The lines to copy are those with "prefer" in them. Pull each one from the entries below.

-- Source data follows --

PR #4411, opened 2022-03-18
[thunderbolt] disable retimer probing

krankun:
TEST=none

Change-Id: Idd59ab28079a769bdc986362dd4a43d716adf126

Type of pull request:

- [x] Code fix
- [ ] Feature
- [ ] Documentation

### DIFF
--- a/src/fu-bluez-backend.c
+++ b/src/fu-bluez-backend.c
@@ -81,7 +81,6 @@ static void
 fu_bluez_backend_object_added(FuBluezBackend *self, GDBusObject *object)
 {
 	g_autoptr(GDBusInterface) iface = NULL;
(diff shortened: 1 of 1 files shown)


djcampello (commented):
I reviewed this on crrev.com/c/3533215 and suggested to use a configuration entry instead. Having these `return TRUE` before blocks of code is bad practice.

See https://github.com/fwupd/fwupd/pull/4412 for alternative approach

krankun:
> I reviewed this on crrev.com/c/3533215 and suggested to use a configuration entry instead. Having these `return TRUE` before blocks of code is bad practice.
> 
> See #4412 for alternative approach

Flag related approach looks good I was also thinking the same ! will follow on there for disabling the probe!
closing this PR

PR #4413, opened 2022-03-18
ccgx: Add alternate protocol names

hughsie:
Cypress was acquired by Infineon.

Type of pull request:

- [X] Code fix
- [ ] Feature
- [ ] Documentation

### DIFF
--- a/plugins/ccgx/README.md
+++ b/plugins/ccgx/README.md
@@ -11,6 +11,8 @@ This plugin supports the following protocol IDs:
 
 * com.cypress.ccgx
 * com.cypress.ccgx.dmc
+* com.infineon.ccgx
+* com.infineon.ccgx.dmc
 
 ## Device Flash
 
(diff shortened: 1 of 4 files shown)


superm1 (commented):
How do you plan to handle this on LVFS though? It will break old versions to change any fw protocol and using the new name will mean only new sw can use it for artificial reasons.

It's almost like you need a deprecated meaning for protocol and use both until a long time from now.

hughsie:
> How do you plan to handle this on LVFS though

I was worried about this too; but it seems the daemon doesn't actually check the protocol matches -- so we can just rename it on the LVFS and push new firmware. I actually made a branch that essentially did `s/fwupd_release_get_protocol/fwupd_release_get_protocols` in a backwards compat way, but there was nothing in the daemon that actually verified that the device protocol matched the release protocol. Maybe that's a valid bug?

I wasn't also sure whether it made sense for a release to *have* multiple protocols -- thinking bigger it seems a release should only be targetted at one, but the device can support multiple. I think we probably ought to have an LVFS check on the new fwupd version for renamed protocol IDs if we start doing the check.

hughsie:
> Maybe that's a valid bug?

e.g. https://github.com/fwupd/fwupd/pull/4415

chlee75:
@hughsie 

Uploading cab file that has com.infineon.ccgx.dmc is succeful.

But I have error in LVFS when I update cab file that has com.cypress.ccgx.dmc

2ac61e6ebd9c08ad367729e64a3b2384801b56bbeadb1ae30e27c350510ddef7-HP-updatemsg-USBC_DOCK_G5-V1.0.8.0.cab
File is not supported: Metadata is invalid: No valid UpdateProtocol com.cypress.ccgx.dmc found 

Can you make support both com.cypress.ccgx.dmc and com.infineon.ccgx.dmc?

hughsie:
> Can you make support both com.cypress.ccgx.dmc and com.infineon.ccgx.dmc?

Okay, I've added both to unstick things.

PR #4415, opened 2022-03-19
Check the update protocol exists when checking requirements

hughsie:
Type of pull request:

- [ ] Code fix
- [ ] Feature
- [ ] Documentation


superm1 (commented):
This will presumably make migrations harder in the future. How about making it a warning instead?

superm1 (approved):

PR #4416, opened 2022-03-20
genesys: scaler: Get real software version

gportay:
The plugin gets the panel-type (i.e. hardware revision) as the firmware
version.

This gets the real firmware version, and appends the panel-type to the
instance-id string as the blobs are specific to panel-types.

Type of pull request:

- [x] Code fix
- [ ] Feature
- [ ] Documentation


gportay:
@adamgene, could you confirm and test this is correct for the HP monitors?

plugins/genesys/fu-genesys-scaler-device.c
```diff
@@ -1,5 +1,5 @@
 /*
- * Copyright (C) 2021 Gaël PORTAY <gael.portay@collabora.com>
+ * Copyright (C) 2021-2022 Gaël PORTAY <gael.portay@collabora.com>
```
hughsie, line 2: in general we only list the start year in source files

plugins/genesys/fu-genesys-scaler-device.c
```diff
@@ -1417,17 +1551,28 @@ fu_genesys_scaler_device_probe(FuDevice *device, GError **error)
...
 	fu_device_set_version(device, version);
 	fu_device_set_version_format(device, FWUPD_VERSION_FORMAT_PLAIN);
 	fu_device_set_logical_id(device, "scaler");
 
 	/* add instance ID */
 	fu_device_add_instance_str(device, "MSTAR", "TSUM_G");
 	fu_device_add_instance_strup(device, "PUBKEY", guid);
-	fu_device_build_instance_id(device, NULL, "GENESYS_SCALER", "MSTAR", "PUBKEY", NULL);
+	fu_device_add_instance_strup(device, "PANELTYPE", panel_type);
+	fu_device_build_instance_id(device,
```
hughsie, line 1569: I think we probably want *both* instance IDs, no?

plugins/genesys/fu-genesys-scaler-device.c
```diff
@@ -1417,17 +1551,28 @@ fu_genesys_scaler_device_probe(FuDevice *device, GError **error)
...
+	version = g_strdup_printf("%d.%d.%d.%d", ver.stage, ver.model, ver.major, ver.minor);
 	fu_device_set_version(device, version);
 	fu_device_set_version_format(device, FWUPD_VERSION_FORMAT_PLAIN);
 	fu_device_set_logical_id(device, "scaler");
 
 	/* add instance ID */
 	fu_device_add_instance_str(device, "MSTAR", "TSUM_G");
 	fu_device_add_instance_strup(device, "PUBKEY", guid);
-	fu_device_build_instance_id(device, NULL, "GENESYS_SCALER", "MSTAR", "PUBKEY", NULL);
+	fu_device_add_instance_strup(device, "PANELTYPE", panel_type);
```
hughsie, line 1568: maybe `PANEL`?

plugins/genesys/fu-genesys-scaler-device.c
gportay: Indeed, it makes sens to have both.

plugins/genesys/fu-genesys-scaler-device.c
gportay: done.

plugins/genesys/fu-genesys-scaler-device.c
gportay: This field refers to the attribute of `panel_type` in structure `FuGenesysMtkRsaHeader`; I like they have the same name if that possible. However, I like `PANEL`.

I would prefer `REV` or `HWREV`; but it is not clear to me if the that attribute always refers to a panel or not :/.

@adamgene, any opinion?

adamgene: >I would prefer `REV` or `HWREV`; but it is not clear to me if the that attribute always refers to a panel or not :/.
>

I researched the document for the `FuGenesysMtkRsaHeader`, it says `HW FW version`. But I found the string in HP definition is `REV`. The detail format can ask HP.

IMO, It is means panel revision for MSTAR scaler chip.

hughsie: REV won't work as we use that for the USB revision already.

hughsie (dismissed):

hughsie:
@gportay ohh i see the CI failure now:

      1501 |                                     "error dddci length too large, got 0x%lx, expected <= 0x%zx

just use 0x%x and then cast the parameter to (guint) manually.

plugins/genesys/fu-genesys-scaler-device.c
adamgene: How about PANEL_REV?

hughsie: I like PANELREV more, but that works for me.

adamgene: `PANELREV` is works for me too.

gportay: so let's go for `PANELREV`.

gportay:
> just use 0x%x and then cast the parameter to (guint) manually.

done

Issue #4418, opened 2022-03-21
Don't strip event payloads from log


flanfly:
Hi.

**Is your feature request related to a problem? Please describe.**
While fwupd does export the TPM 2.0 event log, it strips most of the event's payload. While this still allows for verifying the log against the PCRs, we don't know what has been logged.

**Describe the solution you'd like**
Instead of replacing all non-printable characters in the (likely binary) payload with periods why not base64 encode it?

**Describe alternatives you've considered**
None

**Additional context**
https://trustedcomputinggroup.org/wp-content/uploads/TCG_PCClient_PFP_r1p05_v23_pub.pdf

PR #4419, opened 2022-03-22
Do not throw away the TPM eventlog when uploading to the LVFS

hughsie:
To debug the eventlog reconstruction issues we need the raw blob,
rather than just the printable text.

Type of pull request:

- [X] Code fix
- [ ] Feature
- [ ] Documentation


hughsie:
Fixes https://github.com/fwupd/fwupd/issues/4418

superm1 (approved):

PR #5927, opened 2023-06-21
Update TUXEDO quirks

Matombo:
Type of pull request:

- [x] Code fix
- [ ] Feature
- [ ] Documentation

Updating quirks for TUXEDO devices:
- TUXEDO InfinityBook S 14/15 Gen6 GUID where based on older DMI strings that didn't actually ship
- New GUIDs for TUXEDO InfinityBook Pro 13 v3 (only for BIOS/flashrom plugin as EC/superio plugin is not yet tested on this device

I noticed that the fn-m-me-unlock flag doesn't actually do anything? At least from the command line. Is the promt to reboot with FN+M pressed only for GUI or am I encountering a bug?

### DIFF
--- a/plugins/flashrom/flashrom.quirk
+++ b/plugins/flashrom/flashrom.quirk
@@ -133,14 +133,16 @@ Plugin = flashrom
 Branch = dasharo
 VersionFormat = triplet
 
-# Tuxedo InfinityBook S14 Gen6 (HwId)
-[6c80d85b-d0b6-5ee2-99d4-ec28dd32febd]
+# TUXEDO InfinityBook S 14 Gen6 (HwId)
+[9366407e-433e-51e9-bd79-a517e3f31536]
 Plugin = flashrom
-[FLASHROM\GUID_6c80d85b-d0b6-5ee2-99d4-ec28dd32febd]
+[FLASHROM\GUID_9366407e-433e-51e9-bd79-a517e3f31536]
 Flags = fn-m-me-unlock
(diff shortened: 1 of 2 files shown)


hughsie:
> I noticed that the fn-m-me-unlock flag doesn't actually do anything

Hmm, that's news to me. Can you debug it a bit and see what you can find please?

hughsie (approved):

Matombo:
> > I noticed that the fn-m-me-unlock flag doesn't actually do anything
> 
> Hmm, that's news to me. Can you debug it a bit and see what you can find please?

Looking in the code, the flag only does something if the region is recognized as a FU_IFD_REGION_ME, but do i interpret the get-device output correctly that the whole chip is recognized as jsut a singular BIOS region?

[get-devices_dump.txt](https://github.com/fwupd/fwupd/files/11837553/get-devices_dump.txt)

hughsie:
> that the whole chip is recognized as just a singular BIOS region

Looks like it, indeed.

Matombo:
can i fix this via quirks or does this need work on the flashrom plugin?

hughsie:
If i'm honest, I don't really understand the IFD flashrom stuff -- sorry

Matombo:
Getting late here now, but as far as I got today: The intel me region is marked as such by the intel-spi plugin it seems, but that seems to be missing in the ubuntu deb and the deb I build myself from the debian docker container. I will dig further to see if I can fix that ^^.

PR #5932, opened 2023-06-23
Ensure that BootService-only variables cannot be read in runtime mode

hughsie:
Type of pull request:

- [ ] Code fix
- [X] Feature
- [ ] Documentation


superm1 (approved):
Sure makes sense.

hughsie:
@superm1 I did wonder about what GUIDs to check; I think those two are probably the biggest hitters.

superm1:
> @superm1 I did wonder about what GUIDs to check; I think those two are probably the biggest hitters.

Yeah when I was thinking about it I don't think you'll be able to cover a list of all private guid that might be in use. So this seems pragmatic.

-- Source data concluded --

Solution to this problem.
I would prefer `REV` or `HWREV`; but it is not clear to me if the that attribute always refers to a panel or not :/.
adamgene: >I would prefer `REV` or `HWREV`; but it is not clear to me if the that attribute always refers to a panel or not :/.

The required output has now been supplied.